##### INPUT DATA #####

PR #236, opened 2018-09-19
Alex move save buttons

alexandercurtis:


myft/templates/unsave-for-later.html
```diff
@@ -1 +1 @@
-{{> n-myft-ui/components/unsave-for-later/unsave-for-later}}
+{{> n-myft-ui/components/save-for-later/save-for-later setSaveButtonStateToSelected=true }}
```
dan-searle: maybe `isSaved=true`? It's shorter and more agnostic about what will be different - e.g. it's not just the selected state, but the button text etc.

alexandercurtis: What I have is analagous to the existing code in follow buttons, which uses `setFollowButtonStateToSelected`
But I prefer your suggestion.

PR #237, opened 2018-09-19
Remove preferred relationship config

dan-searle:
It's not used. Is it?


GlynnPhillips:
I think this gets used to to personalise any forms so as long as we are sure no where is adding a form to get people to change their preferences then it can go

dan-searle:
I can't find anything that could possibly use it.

#####
##### INPUT DATA #####

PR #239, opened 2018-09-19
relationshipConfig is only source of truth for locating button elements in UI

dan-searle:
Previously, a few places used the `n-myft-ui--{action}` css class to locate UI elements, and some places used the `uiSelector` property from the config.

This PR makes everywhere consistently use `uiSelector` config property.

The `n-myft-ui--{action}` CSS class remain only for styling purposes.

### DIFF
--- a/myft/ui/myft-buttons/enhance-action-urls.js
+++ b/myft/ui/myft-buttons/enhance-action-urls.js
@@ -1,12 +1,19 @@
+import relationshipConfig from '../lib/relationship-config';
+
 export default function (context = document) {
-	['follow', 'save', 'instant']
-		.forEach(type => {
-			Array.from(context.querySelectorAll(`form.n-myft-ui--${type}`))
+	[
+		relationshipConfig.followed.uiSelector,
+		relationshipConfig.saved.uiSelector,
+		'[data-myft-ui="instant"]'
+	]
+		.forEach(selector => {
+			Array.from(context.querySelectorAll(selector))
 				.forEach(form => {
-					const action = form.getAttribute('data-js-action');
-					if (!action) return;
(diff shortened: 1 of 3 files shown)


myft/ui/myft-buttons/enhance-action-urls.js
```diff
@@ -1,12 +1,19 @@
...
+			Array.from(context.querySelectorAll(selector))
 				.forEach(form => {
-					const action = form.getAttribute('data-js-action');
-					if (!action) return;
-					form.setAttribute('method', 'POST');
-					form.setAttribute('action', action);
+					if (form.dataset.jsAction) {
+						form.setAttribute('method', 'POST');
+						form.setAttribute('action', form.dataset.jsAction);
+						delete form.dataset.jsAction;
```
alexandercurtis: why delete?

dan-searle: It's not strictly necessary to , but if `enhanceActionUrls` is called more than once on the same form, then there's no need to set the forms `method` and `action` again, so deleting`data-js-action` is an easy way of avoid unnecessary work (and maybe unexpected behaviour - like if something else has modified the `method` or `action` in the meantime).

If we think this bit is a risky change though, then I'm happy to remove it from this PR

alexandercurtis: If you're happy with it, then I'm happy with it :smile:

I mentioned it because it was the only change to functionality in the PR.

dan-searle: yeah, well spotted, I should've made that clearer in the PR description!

#####

## ASSIGNMENT:
Whenever the word "unsave" shows up in a line above, copy that line.

## ANSWER SECTION:
myft/templates/unsave-for-later.html
-{{> n-myft-ui/components/unsave-for-later/unsave-for-later}}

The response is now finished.